Jack R. Fenton

Jack R. Fenton

Jack R. Fenton (1916-08-07 - 2007-11-06) represented represented California's 51st State Assembly district and California's 59th State Assembly district 16 years in the California State Assembly. He was part of the Democrat leadership, majority leader in 1972, and helped establish California's occupational health and safety regime.

Personal

His parents were Lithuanian immigrants. His father operated a delicatessen.

He earned a degree in 1939 from what was then called Brockport State Normal School, and later studied at University of California, Berkeley.

He was drafted into the United States Army in 1941, and served in the Pacific Theater of Operations during World War II. After his discharge, he entered Loyola Law School in 1945, and was graduated in 1949.

Also in 1945, he married Betty Byer who subsequently bore him four children.

He established a law practice in Montebello, California in 1949.

Mr. Fenton belonged to many organizations, including the Optimist Club, American Legion and Rotary Club.

He received the George Moscone Memorial Award for Outstanding Public Service in 1978, from an association of consumer lawyers in Los Angeles.

He was appointed a member of the Judicial Council of California in 1979.

Political career

When John Moreno, the first term Mexican American Assemblyman for the 51st District sought reelection, he faced both Dionisio Morales and Jack Fenton. With the chicano vote split, Fenton won the party's nomination in the primary election. He carried the general election with 69% of the vote. He continued to represent Montebello, reelected to seven more two year terms (from 1974, in the the 59th Assembly District.)

In the legislature, Fenton championed consumers, veterans, and labor (including farm workers.)

After Jess Unruh declared his candidacy for Governor in 1969, Fenton and Assemblyman George N. Zenovich encouraged Unruh (at first unsuccessfully) to resign as party leader in the Assembly.

Following an industrial accident 1971-06-24, an explosion of methane gas fatal to 17 workers in the California Water Project's Sylmar tunnel, he led the investigation in the Assembly's Committee on Industrial Safety. His investigation, and civil litigation, found negligence by the contractor (Lockheed Shipbuilding and Construction Company) and state inspectors. He was a leader promoting statutory change, notably the June 1973 California Occupational Safety and Health Act.

Hospitals and staff threatened to cease organ transplantation activity in 1973 when its legal basis came into question.
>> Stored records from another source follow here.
Issue #39741, opened 2017-10-17
Rename casks with `Desktop` in name


vitorgalvao:
Refs https://github.com/caskroom/homebrew-cask/pull/39708.

commitay:
List of `*desktop*` Casks, not sure if all of them need to be renamed.

`caskroom`
- [ ] [acquia-dev-desktop](https://github.com/caskroom/homebrew-cask/blob/master/Casks/acquia-dev-desktop.rb)
- [ ] [authy-desktop](https://github.com/caskroom/homebrew-cask/blob/master/Casks/authy-desktop.rb)
- [ ] [bimedesktop](https://github.com/caskroom/homebrew-cask/blob/master/Casks/bimedesktop.rb)
- [ ] [chrome-remote-desktop-host](https://github.com/caskroom/homebrew-cask/blob/master/Casks/chrome-remote-desktop-host.rb)
- [ ] [colwiz-desktop](https://github.com/caskroom/homebrew-cask/blob/master/Casks/colwiz-desktop.rb)
- [ ] [desktop-log](https://github.com/caskroom/homebrew-cask/blob/master/Casks/desktop-log.rb)
- [ ] [desktoputility](https://github.com/caskroom/homebrew-cask/blob/master/Casks/desktoputility.rb)
- [ ] [freeswitch-desktop](https://github.com/caskroom/homebrew-cask/blob/master/Casks/freeswitch-desktop.rb)
- [ ] [github-desktop](https://github.com/caskroom/homebrew-cask/blob/master/Casks/github-desktop.rb)
- [ ] [google-play-music-desktop-player](https://github.com/caskroom/homebrew-cask/blob/master/Casks/google-play-music-desktop-player.rb)
- [ ] [isyncr-desktop](https://github.com/caskroom/homebrew-cask/blob/master/Casks/isyncr-desktop.rb)
- [ ] [jump-desktop](https://github.com/caskroom/homebrew-cask/blob/master/Casks/jump-desktop.rb)
- [ ] [lytro-desktop](https://github.com/caskroom/homebrew-cask/blob/master/Casks/lytro-desktop.rb)
- [ ] [macupdate-desktop](https://github.com/caskroom/homebrew-cask/blob/master/Casks/macupdate-desktop.rb)
- [ ] [mediafire-desktop](https://github.com/caskroom/homebrew-cask/blob/master/Casks/mediafire-desktop.rb)
[...]

PR #111861, opened 2021-09-29
Rename rancher to rancher-desktop

bashofmann:
The application is called "Rancher Desktop" not "Rancher", see https://rancherdesktop.io/.

"Rancher" is a different product, multi-cluster Kubernetes Management Solution and not a desktop app (https://rancher.com/products/rancher/).

The cask was just added a few days ago. Are any other steps necessary apart from renaming the file and the token?

### DIFF
--- a/Casks/rancher-desktop.rb
+++ b/Casks/rancher-desktop.rb
@@ -1,4 +1,4 @@
-cask "rancher" do
+cask "rancher-desktop" do
   version "0.5.0"
   sha256 "0ebdfb3e070e1c525a08730ccea761a040d366fa800c735870ff328080f8fa55"
 
--- a/audit_exceptions/github_prerelease_allowlist.json
+++ b/audit_exceptions/github_prerelease_allowlist.json
@@ -26,7 +26,7 @@
   "ql-ansilove": "all",
   "profilecreator": "all",
   "qdesktop": "all",
-  "rancher": "all",
+  "rancher-desktop": "all",
   "seaglass": "all",
   "servpane": "all",
   "shadowsocksx-ng-r": "all",


commitay:
> Named the cask according to the token reference.

> https://docs.brew.sh/Cask-Cookbook#token-reference
> Remove from the end: strings such as “Desktop”, “for Desktop”.

bashofmann:
I think that naming scheme does not really fit in this case as "rancher" and "rancher-desktop" both exist but are different products. Naming the cask "rancher" when it installs "rancher-desktop" will lead to all kinds of confusion.

bevanjkay:
Ping @vitorgalvao

jandubois:
> I think that naming scheme does not really fit in this case as "rancher" and "rancher-desktop" both exist but are different products. Naming the cask "rancher" when it installs "rancher-desktop" will lead to all kinds of confusion.

I think part of the confusion is that "Rancher" is both a company name (now part of SUSE), and the name of a product/project.

The separate project "Rancher Desktop" is not the "Rancher" project running on the desktop, but a tool for container runtimes on the desktop, made by Rancher, the company.

"Rancher", the project is not related to "Rancher Desktop", except by being produced by the same company.

Calling "Rancher Desktop" just "Rancher" would be like calling "Microsoft Office" just "Microsoft".

commitay:
> https://docs.brew.sh/Cask-Cookbook#token-reference
> By enforcing strict naming conventions we aim to:
>
> * Prevent duplicate submissions
> * Minimize renaming events
> * Unambiguously boil down the name of the software into a unique identifier
>
> Details of software names and brands will inevitably be lost in the conversion to a minimal token.

Also see https://github.com/Homebrew/homebrew-cask/issues/39741 were existing casks e.g. `github-desktop`, `parallels-desktop`, etc had the `-desktop` suffix removed.

bashofmann:
I understand the reasoning, but I still think this does not apply there. "rancher" as a product exists and is completely different to "rancher-desktop". You could even create a formula called "rancher" that installs the Rancher Management Server locally. Then you would have a formula and a cask that are both called "rancher" and install completely different products. And the only thing in common would be the vendor that created and maintains them.

vitorgalvao:
> Then you would have a formula and a cask that are both called "rancher"

Exactly like `docker` and a few others which cause no issue.

> I understand the reasoning, but I still think this does not apply there.

And we understand *your* reasoning and are explaining *it* doesn’t apply. @commitay is a former maintainer.

Until we have a way to rename casks properly (PR welcome), doing so is cumbersome and bad for everyone.

This in particular wouldn’t have passed if the cask were being submitted now; even worse if it’s renaming with no benefit or mitigation to the renaming.

AkihiroSuda:
> Exactly like docker and a few others which cause no issue.

The situation seems different.
Docker Desktop contains "Docker", but Rancher Desktop does not seem to contain "Rancher" (https://github.com/rancher/rancher) as of Rancher Desktop v0.5.0.

Also, I think Rancher/SUSE's opinion on the package name should be respected, as "Rancher" is a registered trademark in several countries. (IANAL, and I do not work for Rancher/SUSE.)

vitorgalvao:
> The situation seems different.

It’s not.

> Docker Desktop contains "Docker", but Rancher Desktop does not seem to contain "Rancher" (https://github.com/rancher/rancher) as of Rancher Desktop v0.5.0.

I have no idea of what you’re referring to.  That’s not the repo the casks uses and what matters is the name of the app.

> Also, I think Rancher/SUSE's opinion on the package name should be respected, as "Rancher" is a registered trademark in several countries. (IANAL, and I do not work for Rancher/SUSE.)

From my non-lawyer knowledge, that’s not how trademarks work. If they dislike the casks’s name, they can rename the app or ask us to not carry it. But we’ll not change casks to arbitrary names picked by vendors—the rules exist for Homebrew’s community and so we can keep consistent naming without duplicates.

I’m certainly open to changing our rules, but this does not warrant an exception. This case isn’t special.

Criminal defense attorneys argued that harvesting a victim's organs while his heart was still beating caused death, not their clients. Dixon Arnett (R-Redwood City introduced emergency legislation to recognize death when brain activity ceased. He was three votes short of the required supermajority when he enlisted Jack Fenton, who secured favorable action from two more members. After the California Senate passed the bill, Arnett flew to Chicago to secure Governor Ronald Reagan's signature giving force to the law.

From 1977-1980 he was chairman of the Assembly's Judiciary Committee. Earlier, he had been chairman of the Assembly's Finance and Insurance Committee.

He lost his primary election in 1980 to Matthew G. Martinez.

Art Torres was a protege and Republican Assemblyman Robert Hayden (of Santa Clara's 22nd district) was a friend.